Cycle counting
It is often useful to delay a specific number of CPU cycles. Timing raster effects or generating PCM audio are some examples that might utilize this. This article outlines a few relevant techniques.
Short delays
Here are few ways to create short delays without side effects. As the shortest instruction time is 2 cycles, it is not possible to delay 1 cycle on its own.
NOP
- 2 cycles, 1 byte, no side effectsJMP *+3
- 3 cycles, 3 bytes, no side effectsBxx *+2
- 3 cycles, 2 bytes, no side effects but requires a known flag state (e.g.
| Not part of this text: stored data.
PR #2524, opened 2026-08-28
Harden the parallel snapshot loading (mirror of PK-Sim#3712)

### LINKED ISSUE #2523: Parallel snapshot construction: mirror PK-Sim#3712
Apply the equivalent of Open-Systems-Pharmacology/PK-Sim#3712 (parallel snapshot construction and the review-round hardening: warm-up gating, out-of-memory containment, cancellation logging) to MoBi's snapshot loading.

rwmcintosh:
Fixes #2523

Follow-up to #2520, mirroring the fixes that came out of the review rounds on Open-Systems-Pharmacology/PK-Sim#3712 (merged) where they apply to MoBi.

### What changes

- Snapshot simulations are mapped sequentially until one succeeds, so lazily initialized services are warm before the remaining simulations are constructed in parallel — this also addresses the two post-merge findings on #2520 (a failing first simulation no longer forfeits the warm-up; per-simulation error isolation is kept).
- A simulation that maps to nothing no longer counts as loaded: the project receives only mapped simulations and the "Only k/N simulations loaded" warning fires.
- Out-of-memory failures never degrade the load silently: a shared `Exception.IsOutOfMemory()` extension (iterative, cycle-detecting via a visited set, unwrapping `AggregateException` and inner-exception chains of any width) backs every broad catch on the load path. A load-phase OOM fails the load; a run-phase OOM aborts the runs with a named error but keeps the loaded project, and the analyses then map as in a no-run load.
- Cancelled runs are logged — except the collateral cancellations that follow an OOM abort, which stay quiet.
- The construction/run degree of parallelism and per-simulation construction starts are logged at debug level, all via `AppConstants`.

Not mirrored: everything `StartableWarmup`-related from the PK-Sim reviews — MoBi has no startable warm-up; the sequential-until-first-success loop is its warm-up and the fan-out is already gated on it.

### Tests

- A handshake spec pins sequential-until-first-success: the third mapping must not start while the second — not yet successful — is still running (the guard was verified by mutation).
- Fixtures for the null mapping (warning fires, order preserved), the load-phase OOM (OOM stays in the exception chain, no per-simulation load error), the run-phase OOM (project kept, aborted-runs error logged) and a cancelled run (cancellation logged).
- `ExceptionExtensions` specs cover direct, nested, aggregate (including one 64 siblings wide), null and cyclic exception chains.

## Summary by CodeRabbit

- **Bug Fixes**
  - Improved project loading so simulations continue efficiently after initial successful setup, while failed simulations are excluded from progress totals.
  - Added more reliable handling of out-of-memory conditions during simulation loading and execution.
  - Analyses are now handled appropriately when simulation runs are stopped due to insufficient memory.
  - Improved distinction between user cancellations and cancellations caused by memory-related failures.
- **User Experience**
  - Added clearer status messages for simulation construction, execution, cancellation, and core usage.


rwmcintosh:
@coderabbitai review please

rwmcintosh:
@Yuri05 as per the latest changes from PKSim

src/MoBi.Core/Extensions/ExceptionExtensions.cs
Yuri05, line 1: ok for now, but duplicates https://github.com/Open-Systems-Pharmacology/PK-Sim/blob/develop/src/PKSim.Core/Extensions/ExceptionExtensions.cs and should be moved to Core

Yuri05 (approved):

src/MoBi.Core/Extensions/ExceptionExtensions.cs
rwmcintosh: done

BCC if carry is known to be clear)IGN zp
- 3 cycles, 2 bytes, only side effect is a read, unofficial instruction
Clockslide
A clockslide[1] is a sequence of instructions that wastes a small constant amount of cycles plus one cycle per executed byte, no matter whether it's entered on an odd or even address.
With official instructions, one can construct a clockslide from CMP instructions: ... C9 C9 C9 C9 C5 EA
Disassemble from the start and you get CMP #$C9 CMP #$C9 CMP $EA
(6 bytes, 7 cycles).
Disassemble one byte in and you get CMP #$C9 CMP #$C5 NOP
(5 bytes, 6 cycles).
The entry point can be controlled with an indirect jump or the RTS Trick to precisely control raster effect or sample playback timing.
CMP has a side effect of destroying most of the flags, but unofficial instructions that skip one byte can be used to preserve them. For example, replace $C9 (CMP) with $89 or $80, which skips one immediate byte, and replace $C5 with $04, $44, or $64, which reads a byte from zero page and ignores it.